- **EXERCISE GOAL**
Wherever a line in the data below holds "with", copy that line.

── DATA TO EXAMINE

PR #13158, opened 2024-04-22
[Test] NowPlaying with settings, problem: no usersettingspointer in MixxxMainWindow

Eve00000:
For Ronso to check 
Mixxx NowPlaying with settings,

────

- **RESULT BELOW**
[Test] NowPlaying with settings, problem: no usersettingspointer in MixxxMainWindow
Mixxx NowPlaying with settings,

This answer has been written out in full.